• Material for this exercise:
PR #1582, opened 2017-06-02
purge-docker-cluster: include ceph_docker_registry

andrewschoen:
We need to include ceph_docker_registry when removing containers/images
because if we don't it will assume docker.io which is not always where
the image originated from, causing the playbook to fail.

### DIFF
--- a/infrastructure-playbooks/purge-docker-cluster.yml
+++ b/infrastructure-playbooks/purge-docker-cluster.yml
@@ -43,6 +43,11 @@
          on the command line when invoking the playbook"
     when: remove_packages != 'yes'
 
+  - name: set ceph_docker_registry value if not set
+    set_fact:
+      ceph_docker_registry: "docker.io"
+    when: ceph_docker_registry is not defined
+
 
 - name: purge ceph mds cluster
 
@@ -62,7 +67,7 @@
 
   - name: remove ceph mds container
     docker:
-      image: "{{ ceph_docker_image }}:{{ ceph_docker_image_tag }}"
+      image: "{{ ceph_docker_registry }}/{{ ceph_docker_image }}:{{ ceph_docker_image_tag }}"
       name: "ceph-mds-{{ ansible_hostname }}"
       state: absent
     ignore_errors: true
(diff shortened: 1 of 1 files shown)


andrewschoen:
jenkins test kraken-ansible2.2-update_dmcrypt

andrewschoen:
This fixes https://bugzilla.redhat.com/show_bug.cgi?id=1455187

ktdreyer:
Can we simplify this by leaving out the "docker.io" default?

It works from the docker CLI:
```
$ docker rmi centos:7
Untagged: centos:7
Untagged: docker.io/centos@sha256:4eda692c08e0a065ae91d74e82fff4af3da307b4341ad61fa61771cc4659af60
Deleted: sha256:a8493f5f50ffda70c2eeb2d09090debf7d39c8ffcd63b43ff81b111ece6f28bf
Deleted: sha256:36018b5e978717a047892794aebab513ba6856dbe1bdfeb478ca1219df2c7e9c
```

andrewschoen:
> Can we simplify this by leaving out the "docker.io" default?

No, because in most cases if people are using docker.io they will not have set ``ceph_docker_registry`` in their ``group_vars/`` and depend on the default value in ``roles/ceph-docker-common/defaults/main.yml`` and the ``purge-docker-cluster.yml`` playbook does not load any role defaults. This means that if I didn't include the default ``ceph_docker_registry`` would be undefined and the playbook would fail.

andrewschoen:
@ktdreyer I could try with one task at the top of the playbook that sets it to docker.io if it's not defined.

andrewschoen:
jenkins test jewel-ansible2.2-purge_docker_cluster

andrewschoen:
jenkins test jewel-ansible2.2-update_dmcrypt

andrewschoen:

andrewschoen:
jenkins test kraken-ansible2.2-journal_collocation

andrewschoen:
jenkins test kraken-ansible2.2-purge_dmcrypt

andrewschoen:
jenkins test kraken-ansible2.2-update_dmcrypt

* * *

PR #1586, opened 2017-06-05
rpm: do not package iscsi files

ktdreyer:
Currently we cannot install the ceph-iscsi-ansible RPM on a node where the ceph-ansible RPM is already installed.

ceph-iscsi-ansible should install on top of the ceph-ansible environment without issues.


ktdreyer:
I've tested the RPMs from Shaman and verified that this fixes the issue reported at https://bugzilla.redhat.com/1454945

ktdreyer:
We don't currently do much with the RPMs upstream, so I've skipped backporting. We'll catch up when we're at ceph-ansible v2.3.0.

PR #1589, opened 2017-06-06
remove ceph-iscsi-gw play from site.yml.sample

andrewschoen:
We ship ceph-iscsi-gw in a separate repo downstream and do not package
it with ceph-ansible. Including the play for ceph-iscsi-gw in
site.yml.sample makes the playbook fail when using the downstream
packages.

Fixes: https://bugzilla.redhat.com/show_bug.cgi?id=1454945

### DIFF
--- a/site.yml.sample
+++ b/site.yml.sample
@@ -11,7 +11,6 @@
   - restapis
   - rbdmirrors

• What you are asked to do:
The entries above hold the needed span. Transcribe exactly the lines from the one with "We need to include" to the one with "-43,6 +43,11 @@", both included.

• Worked solution:
We need to include ceph_docker_registry when removing containers/images
because if we don't it will assume docker.io which is not always where
the image originated from, causing the playbook to fail.

### DIFF
--- a/infrastructure-playbooks/purge-docker-cluster.yml
+++ b/infrastructure-playbooks/purge-docker-cluster.yml
@@ -43,6 +43,11 @@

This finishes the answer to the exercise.